While brilliant lakes and rivers are scattered across the world, the naturally flowing feats of nature that criss-cross the planet Earth are known for being deceiving. Masked behind their scenic landscapes, otherwise beautiful waterways and wells can be the most dangerous bodies of water in the world. On the outside, these lakes can look like natural wonders, but one can never really know what's lurking within their depths.
Invisible dangers like toxic gas, pits of deadly bacteria, and radioactive waste are all too common ways to perish in strange bodies of water. Sometimes, a water's dangers are more visible as tourists and locals can see their intensely turbulent waves and currents that will flip, drown, and crush anything that dives in. Mother nature can be both awesome and absolutely terrifying to behold.
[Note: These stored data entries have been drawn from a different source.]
PR #3525, opened 2022-05-03
graph, store: Remove GRAPH_ACCOUNT_TABLES setting

lutter:
Setting tables to account-like should now be done with `graphman stats account-like`. This setting was a holdover from before this command was available.

### DIFF
--- a/store/postgres/src/relational.rs
+++ b/store/postgres/src/relational.rs
@@ -864,15 +864,7 @@ impl Layout {
         site: Arc<Site>,
     ) -> Result<Arc<Self>, StoreError> {
         let account_like = crate::catalog::account_like(conn, &self.site)?;
-        let is_account_like = {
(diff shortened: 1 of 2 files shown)


store/postgres/src/relational.rs
```diff
@@ -1215,18 +1207,13 @@ impl Table {
...
-            .contains(qualified_name.as_str());
-
         let immutable = defn.is_immutable();
 
         let table = Table {
             object: EntityType::from(defn),
             name: table_name,
             qualified_name,
-            is_account_like,
+            is_account_like: false,
```
leoyvens, line 1216: Why not check `catalog::account_like` here?

leoyvens: Got it, that seems worth a comment here.

leoyvens (approved):

PR #3531, opened 2022-05-04
Sergey/prost bump version to 0 10

soleinik-figment:
Notes: 
1. tonic-build v0.7 does not support rustfmt on generated files, hence #[rustfmt::skip]
2. tonic's Endpoint.connect_lazy() used to return Result and not anymore

### DIFF
--- a/Cargo.lock
+++ b/Cargo.lock
@@ -160,6 +160,49 @@ source = "registry+https://github.com/rust-lang/crates.io-index"
 checksum = "cdb031dd78e28731d87d56cc8ffef4a8f36ca26c38fe2de700543e627f8a464a"
 
 [[package]]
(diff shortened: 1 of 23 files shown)


maoueh (commented):
Seems good to me, I enable the CI to see that everything works.

evaporei (approved):

evaporei:
Actually, can't you run `cargo fmt` after doing the `build` so the generated files are formatted?

soleinik-figment:
As an additional step before pushing to git hub? If yes - then yes... it's just anyone who will work with *.proto file will have to remember to do so :-) as generated files will not be formatted. If we really want - earlier tonic-build has this function so we could try to copy it into build.rs...

PR #3532, opened 2022-05-05
Small change to memory accounting in `LfuCache` and various changes to the cache stress testing tool

lutter:
The only commit with an impact on production code is the last commit in this PR which tries to account for the fact that we cannot free the `CacheEntry` itself from the `LfuCache`

The rest of the changes expand what can be tested with the cache stress testing tool, and try to get it closer to how we actually use the `LfuCache`

### DIFF
--- a/graph/src/util/lfu_cache.rs
+++ b/graph/src/util/lfu_cache.rs
@@ -43,9 +43,12 @@ impl<K, V: Default + CacheWeight> CacheEntry<K, V> {
 }
 
 impl<K: CacheWeight, V: Default + CacheWeight> CacheEntry<K, V> {
-    /// Estimate the size of a `CacheEntry` with the given key and value
+    /// Estimate the size of a `CacheEntry` with the given key and value. Do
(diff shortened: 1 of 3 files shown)


leoyvens (approved):

graph/src/util/lfu_cache.rs
```diff
@@ -181,6 +184,13 @@ impl<K: Clone + Ord + Eq + Hash + Debug + CacheWeight, V: CacheWeight + Default>
         max_weight: usize,
         stale_period: u64,
     ) -> Option<(usize, usize, usize)> {
+        use crate::prelude::lazy_static;
+        lazy_static! {
+            // Setting `DEAD_WEIGHT` is dangerous since it can lead to a
+            // situation where an empty cache is bigger than the max_weight
+            // which leads toa panic
```
leoyvens, line 191:
```suggestion
            // which leads to a panic
```

lutter: aah .. damn tyops. Fixed

PR #3539, opened 2022-05-06
docker: Install cmake which is required by prost

lutter:
Requirement was added in this PR:
https://github.com/graphprotocol/graph-node/pull/3531

### DIFF
--- a/docker/Dockerfile
+++ b/docker/Dockerfile
@@ -14,6 +14,7 @@ ARG TAG_NAME=unknown
 ADD . /graph-node
 
 RUN cd /graph-node \
+    && apt-get update && apt-get install -y cmake \
     && rustup component add rustfmt \
     && RUSTFLAGS="-g" cargo install --locked --path node \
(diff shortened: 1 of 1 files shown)


tilacog (approved):

docker/Dockerfile
```diff
@@ -14,6 +14,7 @@ ARG TAG_NAME=unknown
 ADD . /graph-node
 
 RUN cd /graph-node \
+    && apt-get update && apt-get install -y cmake \
```
evaporei, line 17: Can we remove this [line's](https://github.com/graphprotocol/graph-node/blob/28803bf48a9ee8df29342445360d87699a23f9e3/docker/Dockerfile#L77) `update`?

evaporei (approved):

docker/Dockerfile
lutter: No, they happen in two unrelated containers

PR #980, opened 2022-07-22
Allow running agents with tcp as well as unix

afbjorklund:
Use TCP sockets on Windows, instead of the Unix sockets.

**Will need to add TLS as well, before general availability.**


AkihiroSuda:
`Enable unix socket support on Windows` is now merged in the master (QEMU 7.2) https://github.com/qemu/qemu/commit/d409373b9d0482bbce312539d02a648cbb1c790a

https://github.com/lima-vm/lima/pull/981#issuecomment-1236873143

afbjorklund:
I would prefer if someone from the community could take over and complete the windows port, leaving this PR as-is for now.

PR #981, opened 2022-07-22
Allow using named pipes for qemu communication

afbjorklund:
Normally using unix sockets, but can also used named pipes (fifo)

**Currently "pipe" doesn't work properly, so workaround with "null"**


AkihiroSuda:
`Enable unix socket support on Windows` is now merged in the master (QEMU 7.2) https://github.com/qemu/qemu/commit/d409373b9d0482bbce312539d02a648cbb1c790a

afbjorklund:
I would prefer if someone from the community could take over and complete the windows port, leaving this PR as-is for now.

PR #982, opened 2022-07-22
Allow finding uefi firmware for qemu windows

afbjorklund:
The files are located in C:\Program Files\qemu\share on Windows.

For some reason*, using pflash doesn't work - only old bios flag.

----

I'm not sure the default files work, had provide a custom `OVMF_CODE.fd`

\* Issue being tracked at: https://gitlab.com/qemu-project/qemu/-/issues/513

### DIFF
--- a/pkg/qemu/qemu.go
+++ b/pkg/qemu/qemu.go
@@ -416,7 +416,11 @@ func Cmdline(cfg Config) (string, []string, error) {
 		if err != nil {
 			return "", nil, err
 		}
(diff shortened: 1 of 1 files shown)


AkihiroSuda:
Is this still draft?

afbjorklund:
I left all the Windows patches in "draft" for early review, until they can be completed "properly"

The problem with this `-bios` workaround was that it required a custom firmware file - not the edk2 bundled with qemu...

PR #990, opened 2022-07-24
Document the default option for video.display

afbjorklund:
Useful for writing cross-platform yaml files:

Platform | DisplayType
--- | ---
Darwin | cocoa
Linux | gtk
Windows | sdl

But is not a new display type, or anything...

### DIFF
--- a/examples/default.yaml
+++ b/examples/default.yaml
@@ -208,7 +208,9 @@ firmware:
   legacyBIOS: null
 
 video:
-  # QEMU display, e.g., "none", "cocoa", "sdl", "gtk".
+  # QEMU display, e.g., "none", "cocoa", "sdl", "gtk", "default".
+  # Choosing "none" will hide the video output, and not show any window.
+  # Choosing "default" will pick the first available of: gtk, sdl, cocoa.
   # As of QEMU v6.2, enabling this is known to have negative impact
   # on performance on macOS hosts: https://gitlab.com/qemu-project/qemu/-/issues/334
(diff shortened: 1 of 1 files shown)


examples/default.yaml
```diff
@@ -208,9 +208,11 @@ firmware:
   legacyBIOS: null
 
 video:
-  # QEMU display, e.g., "none", "cocoa", "sdl", "gtk".
+  # QEMU display, e.g., "none", "cocoa", "sdl", "gtk", "default".
   # As of QEMU v6.2, enabling this is known to have negative impact
   # on performance on macOS hosts: https://gitlab.com/qemu-project/qemu/-/issues/334
+  # Choosing "none" will hide the video output, and not show any window.
+  # Choosing "default" will pick the first available of: gtk, sdl, cocoa.
```
AkihiroSuda, line 215: It should be noted that this is the default value of QEMU, not Lima

afbjorklund: Hmm, that was supposed to be on the line directly below that one.
```
  # 🟢 Builtin default: "none"
```

AkihiroSuda: I guess that are confusing to new comers and need explicit explanation

afbjorklund: Maybe it would be less confusing, if all five alternatives were explained ?

afbjorklund: Perhaps if the text is not close to the other one, it would be better ? Flipped them...

AkihiroSuda (approved):

PR #999, opened 2022-07-29
Add github test for windows using wine

afbjorklund:
This will only run the unit tests, not any integration tests.

For that, a real Windows machine (with Hyper-V) is needed...

### DIFF
--- a/.github/workflows/test.yml
+++ b/.github/workflows/test.yml
@@ -51,6 +51,27 @@ jobs:
     - name: Uninstall
       run: sudo make uninstall
 
+  cross-windows:
+    name: "Windows tests (cross)"
+    runs-on: ubuntu-20.04
+    timeout-minutes: 30
+    steps:
+    - uses: actions/setup-go@v3
+      with:
+        go-version: 1.18.x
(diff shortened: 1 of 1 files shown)


.github/workflows/test.yml
```diff
@@ -51,6 +51,28 @@ jobs:
     - name: Uninstall
       run: sudo make uninstall
 
+  windows:
```
AkihiroSuda, line 54:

The luscious, green, fertile lands that surround Lake Kivu on the western cusp of Rwanda, Africa, could explode at any moment. When it does, it won't just be an explosion of water and debris, it will contain heavy pockets of carbon dioxide and methane.
The volcanic springs located on the outskirts pump these gasses into the water, where they linger below the surface. The bacteria that linger on the lake bottom also generate extreme amounts of methane to accompany the bacteria. While both locals and travelers can enjoy the flora and fauna that trail the lakeside, any disturbance could set off an explosion of gas, which would quickly engulf the area and suffocate everyone around it with noxious fumes.
Eastern Russia is home to Lake Karachay. The mountains and waters of the lake might make for a scenic view, but the lake is so intensely polluted with radiation that spending time in it will literally cause a swimmer to perish.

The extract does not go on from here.